Available data START
PR #1690, opened 2026-04-13
Fix(deps): enable structured output support on macOS

### LINKED ISSUE #1477: Figure out support for Apple Silicon
[vLLM does seem to have some support ](https://docs.vllm.ai/en/latest/getting_started/installation/cpu/#apple-silicon)either through vllm-metal. Though I couldn't get the installation to work, related issue is here:

https://github.com/vllm-project/vllm-metal/issues/83

Another direction is to build vLLM from source (from docs):

> vLLM has experimental support for macOS with Apple Silicon. For now, users must build from source to natively run on macOS.

The intention of this is mostly to remove a sharp edge mentioned here:

 _Originally mentioned by @KennethEnevoldsen in [#1473](https://github.com/EuroEval/EuroEval/issues/1473#issuecomment-3806087485)_

I see it as likely that we decide to wait for support for Apple Silicon (using vLLM). In that case, this issue can act as a pointer to others that it has been examined.

viggo-gascou:
This PR updates `vllm` from `v0.14.1` to `v0.18.1` on macOS. Previously, benchmarking generative models on tasks on was not possible, due to an `xgrammar` incompatibility. The updated version resolves this, so the restriction has been removed. This should close #1477

### DIFF
--- a/CHANGELOG.md
+++ b/CHANGELOG.md
@@ -17,6 +17,8 @@ and this project adheres to [Semantic Versioning](http://semver.org/spec/v2.0.0.
 - Fixed a bug when evaluating a generative task that uses logprobs with partial
   completions. The issue was that the first label token mapping wasn't updated
   immediately after the dataset config changed, which has been fixed now.
+- Updated vLLM from v0.14.1 to v0.18.1 on macOS Apple Silicon, enabling structured
+  output support for tasks such as sequence classification and multiple choice.
 
 ## [v17.1.0] - 2026-03-24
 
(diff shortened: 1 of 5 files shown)


viggo-gascou:
Hmm, not sure why that test is failing, it shouldn't based on what is updated here. It is also failing from main branch. I'll investigate 
[edit] from what I can tell the `01-ai/Yi-6B` model already adds a prefix space so we don't need to add it ourselves, so the expected value in the test is wrong. I'll make a PR with a fix

saattrupdan (approved):
LGTM, thanks!

PR #1691, opened 2026-04-14
Fix: Broken Tests

viggo-gascou:
This PR fixes three test issues:

- The expected value for `01-ai/Yi-6B` in `test_should_prefix_space_be_added_to_labels` was incorrect, the tokenizer automatically adds a prefix space, so the expected value should be `False`, not `True`.
- The model ID for `anthropic-model` used `claude-3-5-haiku-20251001` in `test_get_model_config` which is deprecated, causing the test to be skipped. Updated to `claude-haiku-4-5-20251001`.
- The no-internet encoder test was failing because disable_socket blocked all socket connections including `localhost`, which is required for the test to run. Changed to `allow_hosts(["127.0.0.1"])` to block external connections while still allowing `localhost`.

All tests pass locally, except for the ones that require API keys.

### DIFF
--- a/tests/test_benchmarker.py
+++ b/tests/test_benchmarker.py
@@ -148,7 +148,7 @@ def test_benchmark_ollama(
     assert all(isinstance(result, BenchmarkResult) for result in benchmark_result)
 
 
-@pytest.mark.disable_socket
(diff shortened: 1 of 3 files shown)


saattrupdan (approved):
LGTM!

Issue #1698, opened 2026-05-04
[FEATURE REQUEST] Cloze Formulation support


tvosch:
## What

Add **Cloze Formulation (CF)** as an alternative to the existing Multiple Choice
Formulation (MCF) for MCQ tasks.

In MCF the model sees the question with enumerated choices (`a.`/`b.`/`c.`/`d.`)
and we pick the label whose **first token** has the highest logprob. In CF we score
each full answer text as a scored continuation:

```text
score(choice_i) = sum(log P(answer_tokens | bare_question_prompt))
```

The winning choice is the one with the highest score after optional length
normalization.

## Why

LLMs struggle with MCF early in training so for ablations and smaller models.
Available data END
Prompt -
Your task is to transcribe the line containing "Add **Cloze Formulation" and every line after it, through the last line of the data, exactly as written and with nothing more.

Answer section -
Add **Cloze Formulation (CF)** as an alternative to the existing Multiple Choice
Formulation (MCF) for MCQ tasks.

In MCF the model sees the question with enumerated choices (`a.`/`b.`/`c.`/`d.`)
and we pick the label whose **first token** has the highest logprob. In CF we score
each full answer text as a scored continuation:

```text
score(choice_i) = sum(log P(answer_tokens | bare_question_prompt))
```

The winning choice is the one with the highest score after optional length
normalization.

## Why

LLMs struggle with MCF early in training so for ablations and smaller models.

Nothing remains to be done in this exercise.